WORK INSTRUCTIONS => Count the lines below that hold the word "hope" and say how many, with no other text.

┌─ TASK INPUT

PR #1709, opened 2017-06-09
using caddy.AppName as a replacement for the fixed ’Caddy’ string in …

malud:
…‘Server’ response-header field

Sets the variable `caddy.AppName` as replacement for the fixed string `Caddy` as value for the `Server`-header-field which is tracked down to the const variable caddymain.appName which value is also `Caddy`. In summary not a change at all but enables someones custom caddy build to overwrite the caddy.AppName and thus the `Server` Reponse-Header-Field to some custom (dynamic) value without writing a plugin to have more options for e.g. the `header` directive.

n/a

n/a

### 4. Checklist


mholt:
Thank you @malud!

Issue #1590, opened 2017-04-18
Proposal: Add a request id placeholder


GlurG:
Something similar to what nginx already provides: [$request_id](http://nginx.org/en/docs/http/ngx_http_core_module.html#var_request_id).
In a microservice design it is common to assign each request an id (also called correlation id) so an error can be traced through all services processing the request.

tobya:
@GlurG Thank you for the feature request.

Can you provide a bit more detail as to how this would be used?  Do you really mean it to be a placeholder to be used in logs and proxy urls?

Would it be added to headers anywhere?

Could you give some more detail about how you would envisage it being used?

GlurG:
Sure,

I'm currently using the $request_id for nginx in the following way:

```
upstream api-gateway {
	server			api-gateway:3000;
}

location /api {
	proxy_pass		http://api-gateway;
	proxy_set_header	X-Request-Id $request_id;
}
```
This way, nginx will generate a unique identifier for each request to /api (which is my [api gateway](http://microservices.io/patterns/apigateway.html)). The header "X-Request-Id" is extracted in the microservice and passed along to all subsequent calls to other microservices. If an error occurrs during the request, the logs will contain the request-id so I can trace all calls between the microservices which generated the error.
You can read more about loggin/correlation ids here: https://homeadvisor.tech/software-antipatterns-microservices/ (under "Logging Can Wait Pitfall")

mholt:
Is generating a request ID just a matter of using math/rand to generate a random string or number of  16 bytes? That's easy enough.

We'd either want to do this in replacer.go where we only attach the request ID to the context if needed (although we might run into the request dereferencing issues holding up #1542) or we should generate it for all requests always in httpserver/server.go and attach it to the request there (which will be safe -- will it be fast?).

tobya:
There seems to be a go package for generating uuids 

https://github.com/nu7hatch/gouuid

Perhaps we could use that.  I think I would favour generating on usage if possible.

tobya:
A few thoughts.

With the issues @mholt raises in mind I was wondering if it was worth having a `request_id` directive?  The requestid could then be generated in `server.go` but only for server blocks that needed it, rather than for ever request - which would be an unnecessary overhead.  `{request_id}` would return '' (or other empty  placeholder value} unless the `request_id` directive was also used.  

eg.  This would be used in the Caddyfile

    example.com {
      root c:\website
      request_id
      header X-Request-Id {request_id}
     }

[...]

PR #1711, opened 2017-06-10
Create request_id directive #1590

tobya:

Provides a `request_id` directive which when present in Caddyfile will populate a {request_id} placeholder which can then be used to follow a request through proxies etc.

This implements #1590 

I will add documentation to Caddyserver for this.

### 4. Checklist

### Other details

I use a third party library to generate the UUID used as the request id.  With Vendor inclusion we may need to judge if this is the right library to uses.

Caddyfile example

```
courgette.kinchik.ie{
  
  gzip
  log / d:\caddy\logs\courgettelog.log   "[{when}] {request_id} {path}  {uri}" 
  root d:\Development\websites\courgette
  browse 
  
  # add upstream header with request_id
  header /  "X-Request-Id" {request_id}

  # Switch on request_id generation
  request_id 

}
```
if `request_id` is not present {request_id} will be blank
I am not sure whether tests are required.


caddyhttp/httpserver/server.go
```diff
@@ -333,6 +334,12 @@ func (s *Server) ServeHTTP(w http.ResponseWriter, r *http.Request) {
 
 	w.Header().Set("Server", "Caddy")
 
+	if requestid.IsActive {
+		reqid := requestid.UUID()
+		c := context.WithValue(r.Context(), caddy.CtxKey("REQUESTID"), reqid)
+		r = r.WithContext(c)
+	}
```
mholt: - Move this into an HTTP handler like every other middleware should be; you can then lose the whole `IsActive` variable.
- I generally try to avoid storing stuff in the context if possible, but I think a request ID is one of the few things that would be expected to belong in a context. So that is OK. However...
- ... There's a little trick you can use to set a value on a replacer. The proxy middleware, for example, defines an `{upstream}` placeholder like this:

```
if rr, ok := w.(*httpserver.ResponseRecorder); ok && rr.Replacer != nil {
	rr.Replacer.Set("upstream", host.Name)
}
```

You probably should do this for request ID, and then you can also add it to the context as well.

caddyhttp/httpserver/server.go
```diff
@@ -333,6 +334,12 @@ func (s *Server) ServeHTTP(w http.ResponseWriter, r *http.Request) {
 
 	w.Header().Set("Server", "Caddy")
 
+	if requestid.IsActive {
+		reqid := requestid.UUID()
+		c := context.WithValue(r.Context(), caddy.CtxKey("REQUESTID"), reqid)
```
mholt: Use a context key of `"request_id"` instead.

caddyhttp/requestid/requestid.go
```diff
@@ -0,0 +1,43 @@
+package requestid
+
+import (
+	"fmt"
+
+	"github.com/mholt/caddy"
+	"github.com/nu7hatch/gouuid"
```
mholt: This dependency will have to be vendored. Use https://github.com/FiloSottile/gvt to do it.

caddyhttp/httpserver/plugin.go
```diff
@@ -488,6 +488,7 @@ var directives = []string{
 	"markdown",
 	"templates",
 	"browse",
+	"request_id",
```
mholt: Move this _way_ higher in the chain (like, after "shutdown"), and I'm thinking about whether this should be renamed to "requestid".

caddyhttp/requestid/requestid.go
```diff
@@ -0,0 +1,43 @@
...
+	}
+	IsActive = true
+	return nil
+}
+
+// UUID returns U4 UUID
+func UUID() string {
+	u4, err := uuid.NewV4()
+	if err != nil {
+		fmt.Println("error:", err)
```
mholt: Log this instead, something like `log.Printf("[ERROR] generating request ID: %v", err)`

caddyhttp/httpserver/server.go
mholt: ... actually, I just realized that setting a value on the replacer isn't probably going to work since, once the directive is moved up to the beginning of the chain, it's quite probable that the ResponseWriter won't be a Replacer type (yet)... until, for example, the `log` middleware is executed.

So perhaps you should ignore that advice for now, continue on with using context.

tobya:
I'll have to leave this now, I have too much other stuff on.  I'll come back to it in the Autumn (Fall!) or if anyone else wants to move it forward feel free.

elcore:
I will work on this 😄

elcore:
@mholt please take a look at my changes 😄

elcore:
AppVeyor fails randomly, I fixed (I hope so) the Test in `caddy_test.go` 😄

tobya:
@elcore Thank you.  I didn't really expect anyone to take it up, but I am delighted you are.  I will make a few comments on the code I hope you dont mind.

caddyhttp/requestid/requestid.go
```diff
@@ -0,0 +1,35 @@
...
+)
+
+// Handler is a middleware handler
+type Handler struct {
+	Next httpserver.Handler
+}
+
+func (h Handler) ServeHTTP(w http.ResponseWriter, r *http.Request) (int, error) {
+	reqid := UUID()
+	c := context.WithValue(r.Context(), caddy.CtxKey("request_id"), reqid)
```
tobya: I think @mholt was hoping that there might be a constant created like there is here

https://github.com/mholt/caddy/blob/d5371aff2265540fb8600541bfdf3c3c4fc963e4/caddyhttp/httpserver/middleware.go#L207

    RequestID caddy.CtxKey = "requestid"

then you can do this

    c := context.WithValue(r.Context(), RequestID, reqid)

caddyhttp/requestid/requestid_test.go
```diff
@@ -0,0 +1,32 @@
...
+)
+
+func TestRequestID(t *testing.T) {
+	request, err := http.NewRequest("GET", "http://localhost/", nil)
+	if err != nil {
+		t.Fatal("Could not create HTTP request:", err)
+	}
+
+	reqid := UUID()
+	c := context.WithValue(request.Context(), caddy.CtxKey("request_id"), reqid)
```
tobya: AS above

caddyhttp/httpserver/replacer.go
```diff
@@ -243,6 +243,11 @@ func (r *replacer) getSubstitution(key string) string {
 	case "{path_escaped}":
 		u, _ := r.request.Context().Value(OriginalURLCtxKey).(url.URL)
 		return url.QueryEscape(u.Path)
+	case "{request_id}":
+		reqid, _ := r.request.Context().Value(caddy.CtxKey("request_id")).(string)
```
tobya: See comment on RequestID.go

caddyhttp/requestid/requestid.go
elcore: :+1: sure

caddyhttp/httpserver/replacer.go
```diff
@@ -243,6 +243,11 @@ func (r *replacer) getSubstitution(key string) string {
 	case "{path_escaped}":
 		u, _ := r.request.Context().Value(OriginalURLCtxKey).(url.URL)
 		return url.QueryEscape(u.Path)
+	case "{request_id}":
+		reqid, _ := r.request.Context().Value(RequestIDCtxKey).(string)
+		if reqid != "" {
+			return reqid
```
mholt: You can elide the `if` check for empty string, because if it's not a value that is set, the string will be empty anyway.

caddy_test.go
```diff
@@ -142,13 +142,13 @@ func TestListenerAddrEqual(t *testing.T) {
...
-		{ln1, ":1234", false},
-		{ln1, "0.0.0.0:1234", false},
+		{ln1, ":" + ln2port, false},
+		{ln1, "0.0.0.0:" + ln2port, false},
 		{ln1, "0.0.0.0", false},
 		{ln1, ":" + ln1port, true},
 		{ln1, "0.0.0.0:" + ln1port, true},
 		{ln2, ":" + ln2port, false},
-		{ln2, "127.0.0.1:1234", false},
+		{ln2, "127.0.0.1:" + ln1port, false},
```
mholt: What do these changes have to do with the request ID?

caddyhttp/httpserver/replacer.go
elcore: Sure :)

caddy_test.go
elcore: I can create a separate PR if you want :)

mholt: Oh, does this have to do with the "random test failures"? Sorry, it wasn't clear to me before. This is fine.

mholt: Oh. Wait, the changes are gone...

mholt: Ahhh I see the new PR now, sorry. That's good. Thanks

tobya:
Thanks @elcore Great to get this in.

elcore:
It was a pleasure @tobya

mholt:
@tobya I forgot to add the docs page for `request_id`. Would you want to propose a PR and then I can review/refine it? https://github.com/caddyserver/website

tobya:
@mholt  I'll do that.

tobya:
@mholt While I'm at it the works here are a bit confused.  I changed request_id to requestid but not in both places.

The directive is `requestid` but the placeholder is `{request_id}` .  Should I update the placeholder to be `{requestid}` or does it not matter now?

sample working Caddyfile

    root c:\website
    requestid
    header /  "X-Request-Id" {request_id}


Probably best to make a decision before doing the docs

mholt:
@tobya Oh, man. I somehow missed that.

This is the first standard directive that's more than one word. That's why I was thinking of changing it to `requestid` but I don't remember actually confirming that we should. We used to have a multi-word directive (`maxrequestbody`) but it was removed and changed to `limits` which is still one word. The [wiki says](https://github.com/mholt/caddy/wiki/Things-HTTP-Middleware-Developers-Should-Know) that directives should be underscore_convention when there are multiple words. 

Anyway, either the change from `request_id` to `requestid` went unnoticed by me, or I don't remember confirming that we should change it. (Totally my bad either way.) Since it's not documented yet, we can still change it.

Do you think we should make the name of the directive `request_id` to be consistent with the context key, then?

tobya:
I dont mind, I can make both `request_id` . I will submit a PR today.  and update the changes to documentation also.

└─

ANSWER AREA => 2